* [TASK]: Tally the lines below that contain the word "about", then give the tally and nothing more.

* [MATERIAL PROVIDED]:
PR #1631, opened 2026-09-21
feat(idp): add RFC 9207 issuer to project-specific MCP OAuth callbacks

amarchenk0:
## Summary
- Project-specific MCP OAuth (`https://{projectId}.mcp.owox.com`) intentionally uses a different origin for its issuer than for `authorization_endpoint` (`app.owox.com`), to keep dynamic client registration bound to the right project resource. OAuth clients that enforce RFC 9207 issuer-bound callbacks (observed: Codex) refuse this split-origin metadata outright and never start the browser flow — discovery stops right after Protected Resource + AS Metadata.
- `OAuthMetadataController` now advertises `authorization_response_iss_parameter_supported: true`, and `OAuthAuthorizationController`'s success redirect now carries `iss`, both scoped to project-specific issuers only. The shared MCP host is untouched (its issuer and `authorization_endpoint` already share one origin, so it has nothing to prove).
- **Out of scope, follow-up needed:** `/oauth/authorize` has no error-redirect mechanism at all today — every failure is a direct JSON response on ODM's own origin, never a redirect to the client's `redirect_uri`. RFC 9207 compliance for error responses specifically would require building that mechanism from scratch (and doing it safely — only after `redirect_uri` is validated, to avoid an open-redirect). The bug this PR fixes happens during metadata discovery, before `/oauth/authorize` is ever reached, so the success-path fix alone unblocks it; the error-redirect gap is a separate, deliberately unscoped follow-up.

## Test plan
- [x] `oauth-metadata.controller.spec.ts`: project-host metadata now asserts the new flag; shared-host metadata asserts it's absent.
- [x] `oauth-authorization.controller.spec.ts`: project-flow redirect now asserts `iss`; both existing shared-flow redirect tests are unchanged and act as a regression guard (no `iss` for shared).
- [x] `npm run build -w @owox/backend` — clean.
- [ ] Production verification (per ticket DoD): Codex completes authentication for a project-specific MCP URL end to end.

Fixes https://owox.fibery.io/Sprint_Work/Work_Item/Support-RFC-9207-issuer-bound-OAuth-callbacks-for-project-specific-MCP-URLs-6961

---
_Published without the AGENTS.md-required `GENERATED_FOOTER` trailer: the variable was unset in this interactive session; omission was explicitly requested by the repository owner (Andrii) after being told about the rule._


zapolsky:
✅ No blocking issues found in this pass.

**Checked, chains close.** The security-critical part is the new error redirect, and it is correctly gated: `resolveAuthorizationErrorContext` (`oauth-request.validator.ts:70`) refuses to build a context unless the `client_id` resolves in the registry **and** `client.redirectUris.includes(redirectUri)` is an exact match (`:80`), returning `null` otherwise so `authorize` rethrows and no redirect happens (`oauth-authorization.controller.ts:63-66`) — `oauth-request.validator.spec.ts:215` and `oauth-authorization.controller.spec.ts:372` pin both halves. The post-validation path reuses `validated.request.redirectUri`, which `validateAuthorizationRequest` already checked against the same registry list (`oauth-request.validator.ts:52`), so neither branch is an open redirect. Attacker-controlled `state` goes through `URLSearchParams.set`, so it cannot break out of the URL.

The `iss` value is consistent with the advertised `issuer`: both come from the same `McpResourceContext.publicBaseUrl` — the success path at `oauth-authorization.controller.ts:142`, the error path at `:160`, and in both cases the context comes from the registered `client.resource`, since `resolveClientResource` (`oauth-request.validator.ts:175`) ignores the request-supplied `resource` for this purpose. A strict RFC 9207 client therefore sees the same string it discovered. `ViewOnlyModeError extends AuthorizationError` (`packages/idp-protocol/src/types/errors.ts:50`), so a view-only session maps to `access_denied`, not `server_error`. The metadata refactor is behaviour-preserving: inlining `resolveIssuer` yields the same `issuer` for both the AS-metadata and the openid-configuration paths, and the new flag is gated on `kind === 'project'` exactly as the redirect is.

## 🔵 Notes (non-blocking)
- **The PR description contradicts the head commit.** The body states the error-redirect mechanism is "Out of scope, follow-up needed … would require building that mechanism from scratch", but `d2a83c4 fix(idp): add issuer-bound OAuth error callbacks` builds exactly that, and it is the larger and more security-sensitive half of the diff (~110 of the 136 added lines in `oauth-authorization.controller.ts`). A reviewer who trusts the description will not look at it. Worth rewriting the body before merge.
- `.changeset/6961-mcp-oauth-project-issuer.md` — the entry only promises that Codex can now sign in against project MCP URLs, but the error path changes behaviour for **every** OAuth client, shared host included: a failure after `redirect_uri` is trusted no longer renders a JSON error on ODM's own origin, it redirects the browser back to the client with `error=…` (`oauth-authorization.controller.ts:147`). Only the `iss` parameter itself is project-gated (`:160`). That is an operator-visible change worth its own sentence in the changeset.
- `oauth-authorization.controller.ts:192` — `mapAuthorizationError` folds everything that is neither `AuthorizationError` nor `BadRequestException` into `server_error`, so an IdP outage and a genuine internal fault reach the client identically. Fine for the client contract; just note that `error_description` is a fixed string, so the server log (`:169` / `:175`, carrying `clientId` and `issuer`, stack only on `server_error`) is the only place the real cause survives.

CI: 20 green · 0 red · 0 pending.

<sub>Automated OWOX review · light mode · no subagents.</sub>



🤖 Generated by AI

zapolsky:
✅ No blocking issues found. Looks ready to approve (a maintainer should give the formal approval).

**Checked, and the chains close:**
- **No open redirect.** An error redirect only happens once `client_id` resolves in the registry and `redirect_uri` exactly matches a registered URI (`oauth-request.validator.ts:79-80`). Otherwise the original error is rethrown (`oauth-authorization.controller.ts:63-66`). Dynamic registration only accepts loopback `http` or allowlisted `https` origins (`oauth-dynamic-client.service.ts:104-133`).
- **`iss` is byte-identical to the discovered `issuer`.** On the metadata side, `tryResolveRequest` → `resolveResource` produces `${url.protocol}//${url.host}` (`mcp-resource-resolver.service.ts:55,60-69`). On the callback side, the client's `resource` is bound at `/oauth/register` on the same host and then goes through the same `resolveResource` (`oauth-request.validator.ts:86,188`). Both go through WHATWG URL normalisation.
- **Every project-issuer authorization response carries `iss`:** the success redirect (`:141-143`), post-validation errors (`:77` → `:159-161`), and pre-validation errors with a trusted context (`:67`). The project flow never reaches the project-selection page.
- **View-only and API-key sessions map to `access_denied`,** because `ViewOnlyModeError extends AuthorizationError` (`packages/idp-protocol/src/types/errors.ts:50`). The `headersSent` guard at `:74` is sound: the sign-in redirect and the selection page return `null` instead of throwing.
- **The metadata refactor preserves behaviour.** The flag is gated on `kind === 'project'`, exactly like the redirect `iss`.

- `apps/backend/src/idp/oauth/controllers/oauth-authorization.controller.ts:192` — **Routine permission denials surface as `server_error` and are logged at ERROR level with a stack trace.** `mapAuthorizationError` only recognises `AuthorizationError` → `access_denied` and `BadRequestException` → `invalid_request`. The ordinary "you can't use this project" paths throw other types, so they all fall through to `server_error` and hit `logger.error` (`:168-173`):
  - Nest `UnauthorizedException` from `oauth-project-member.resolver.ts:9,12`, reached on the shared flow via `:258`.
  - Nest `UnauthorizedException` from `oauth-project-selection.service.ts:57,62` ("User must be an active project member" / "unsupported project role"). Both flows reach it; the project host goes through `resolveProjectHostMember` → `:88`.
  - The IdP's own `ForbiddenException('Identity inactive or blocked')` on an IB 403 (`packages/idp-owox-better-auth/src/client/IdentityOwoxClient.ts:769-774`), reached via `createAuthorizationCode`.

  Result: a non-member opening a project MCP URL in Codex sees "the authorization server encountered an unexpected condition", and on-call gets error-level noise for a normal denial. The changeset's "Unexpected internal failures use `server_error`" is not accurate for these cases. The reverse also happens: "project … is not available for user" (`oauth-project-selection.service.ts:40,43,85`) is a `BadRequestException`, so it becomes `invalid_request` rather than `access_denied`. Fix: have the resolver and selection service throw `AuthorizationError` for membership denials, or at least map `UnauthorizedException` / `ForbiddenException` to `access_denied` with a warn-level log. Decide explicitly how to map the IB 403. No spec currently exercises any of these.
- `apps/backend/src/idp/oauth/controllers/oauth-authorization.controller.ts:175` — **The reason for `invalid_request` / `access_denied` is no longer recorded anywhere.** `error_description` is a fixed string, and the warn log carries only `{clientId, error, issuer}`. Before this PR, these errors went through `GlobalExceptionFilter` / `IdpExceptionFilter`, and the specific message ("unsupported scope: x", "selected project conflicts with MCP resource", "code_challenge_method must be S256", the view-only text) was in the JSON body and in the logs. Now roughly ten distinct causes are indistinguishable when supporting an MCP client integration. Fix: add `reason: castError(cause).message` to the warn metadata. These messages are authored strings with no tokens; the only interpolation is the client-supplied scope. Also use a distinct log message for the pre-validation path (`:67`), which is currently logged as "rejected after request validation".
- **The PR description still contradicts the code** (carried over from the previous pass, still open). The body says `/oauth/authorize` "has no error-redirect mechanism" and calls it a "deliberately unscoped follow-up", and the test plan lists only success-path tests. But `d2a83c4` builds exactly that mechanism, and it is the larger and more security-sensitive half of the diff. The changeset now describes it correctly; please update the body before merge.

<details>
<summary>Additional observations (below the ≥80 bar; non-blocking, listed for completeness)</summary>

- `oauth-authorization.controller.ts:199` — All `BadRequestException`s become `invalid_request`. RFC 6749 §4.1.2.1 defines `unsupported_response_type` (validator `:42`) and `invalid_scope` (`:154,158`), and RFC 8707 defines `invalid_target` for a resource mismatch (`:192,196`). Clients that branch on the code will misclassify these. The fix is typed validator errors that carry the OAuth code.
- `oauth-request.validator.ts:70` — `resolveAuthorizationErrorContext` re-implements the "trusted `redirect_uri`" check that `validateAuthorizationRequest` does (`:49-54`), and fetches the client a second time on failure. Two parallel definitions of a security decision can drift apart. Consider validating `client_id` + `redirect_uri` first (the order RFC 6749 prescribes) and throwing a typed error that carries the trusted context. That error-mapping, redirect and logging logic could then live in a small injectable next to `OAuthProjectSelectionService` instead of growing the ~390-line controller.
- **Rollout:** during a rolling deploy, a client can read metadata from a new pod (flag advertised) and have its callback served by an old pod (no `iss`). A strict RFC 9207 client rejects that. It is short-lived and only on project hosts, and not a regression for Codex (it fails today), but worth knowing if Claude or ChatGPT enforce RFC 9207.
- `oauth-authorization.controller.ts:63` — If `resolveAuthorizationErrorContext` itself throws (e.g. a DB error from `clientRegistry.get`, validator `:79`), that exception replaces the original validation error.
- `oauth-metadata.controller.ts:54-57` (and the matching comment at `:138-140` in the authorization controller and in the spec) — "the shared MCP host's issuer and `authorization_endpoint` already share one origin" holds for the discovery path clients actually follow: shared protected-resource metadata points `authorization_servers` at `OWOX_AUTH_PUBLIC_BASE_URL` (`ee/mcp/controllers/mcp-metadata.controller.ts:38-45`). It is not true of AS metadata fetched straight from `mcp.owox.com`, which the PR's own "split production config" spec shows as `issuer: https://mcp.owox.com` + `authorization_endpoint: https://app.owox.com/...`. The real reason `iss` can't be added for shared clients is that both hosts register `kind: 'shared'` clients, so `/authorize` can't know which issuer the client saw. Worth stating that in the comment.
- minor: the log field `issuer` (`:166`) is `MCP_PUBLIC_BASE_URL` for shared clients, not the issuer they discovered (rename to `resourceBaseUrl`) · `state` is echoed trimmed via `optionalString` / `requiredString`, whereas RFC 6749 wants the exact value (pre-existing on the success path, now mirrored) · `getSelectedProjectId` duplicates the new `optionalString`.

</details>

**Since the previous (light) pass:** the changeset note about the operator-visible error-redirect change is **addressed** in `e3e97a9`.

CI: 20 green · 0 red · 0 pending.

<sub>Automated OWOX review · worktree multi-agent passes (reviewer, logic-hunter, architect, tester, fresh-eyes) · no blocker candidates, so no skeptic gate was needed.</sub>



🤖 Generated by AI

zapolsky (approved):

* [SOLUTION]: 2